● **EXERCISE INSTRUCTIONS**
Which lines in the data below contain the word "looks"? Copy each of them.

● **INPUT RECORDS**
PR #382, opened 2023-02-17
Docs: Comparison to JavaScript/TypeScript

edemaine:
I'm tempted to move the comparison to CoffeeScript in here too... What do you think?


STRd6:
It looks like the  `git add` ghost struck again 👻

edemaine:
Oops, sorry about that. Someday I'll learn...

edemaine:
Another possibility for the Comparison to CoffeeScript document would be for it to be a separate docs page, but instead of it being linked from the navbar, the only link is from this page.

STRd6 (approved):
Nice, looks good!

● **RESPONSE TO THIS EXERCISE**
It looks like the  `git add` ghost struck again 👻
Nice, looks good!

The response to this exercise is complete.